In the end, Kubernetes made it possible for Zalando to introduce and maintain the new products the company envisioned to grow its platform. "The fashion advice product used Scala, and there were struggles to make this possible with our former infrastructure," says Jacobs. "It was a workaround, and that team needed more and more support from the platform team, just because they used different technologies. Now with Kubernetes, it's autonomous. Whatever the workload is, that team can just go their way, and Kubernetes prevents other bottlenecks."

Looking ahead, Jacobs sees Zalando's new infrastructure as a great enabler for other things the company has in the works, from its new logistics software, to a platform feature connecting brands, to products dreamed up by data scientists. "One vision is if you watch the next James Bond movie and see the suit he's wearing, you should be able to automatically order it, and have it delivered to you within an hour," says Jacobs. "It's about connecting the full fashion sphere.
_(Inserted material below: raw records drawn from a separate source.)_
PR #29, opened 2022-01-26
Bug/helm test lint

dblane-digicatapult:
Should fix the docker build in helm-release workflow
Fixes linting

### DIFF
--- a/.github/workflows/release-helm.yml
+++ b/.github/workflows/release-helm.yml
@@ -116,6 +116,8 @@ jobs:
       is_new_version: ${{ steps.get_version.outputs.IS_NEW_VERSION }}
       version: ${{ steps.get_version.outputs.VERSION }}
       build_date: ${{ steps.get_version.outputs.BUILD_DATE }}
+      toolchain: ${{ steps.get_toolchain.outputs.TOOLCHAIN }}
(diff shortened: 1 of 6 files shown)


.github/workflows/release-helm.yml
```diff
@@ -120,6 +125,10 @@ jobs:
         id: get_version
         run: ./scripts/check-helm-version.sh
         shell: bash
+      - name: Get Versions
+        run: |
+          echo "##[set-output name=TOOLCHAIN;]$(cat rust-toolchain)"
+          echo "##[set-output name=VERSION;]$(tomlq .package.version node/Cargo.toml | tr -d '"')"
```
mattdean-digicatapult, line 131: I think there's some confusion here. This version will currently never be used right because:

```
version: ${{ steps.get_version.outputs.VERSION }}
```

Do you need the `check-version-helm` script to output two versions `HELM_VERSION` and `APP_VERSION`?

mattdean-digicatapult (changes requested):

.github/workflows/release-helm.yml
dblane-digicatapult: Yes I just noticed this.

mattdean-digicatapult (approved):
This is pretty broke and we need to sort out these workflows. For now this is fine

This is definitely not possible if you have a bottleneck with everyone running in the same data center and thus very restricted. You need infrastructure to scale each autonomous team's idea."

For other companies considering this technology, Jacobs says he wouldn't necessarily advise doing it exactly the same way Zalando did. "It's okay to do so if you're ready to fail at some things," he says. "You need to set the right expectations. Not everything will work. Rewriting apps and this type of organizational change can be disruptive. The first product we moved was critical. There were a lot of dependencies, and it took longer than expected. Maybe we should have started with something less complicated, less business critical, just to get our toes wet."

But once they got to the other side "it was clear for everyone that there's no big alternative," Jacobs adds. "The Kubernetes API allows us to run applications in a cloud provider-agnostic way, which gives us the freedom to revisit IaaS providers in the coming years. Zalando Technology benefits from migrating to Kubernetes as we are able to leverage our existing knowledge to create an engineering platform offering flexibility and speed to our engineers while significantly reducing the operational overhead. We expect the Kubernetes API to be the global standard for PaaS infrastructure and are excited about the continued journey."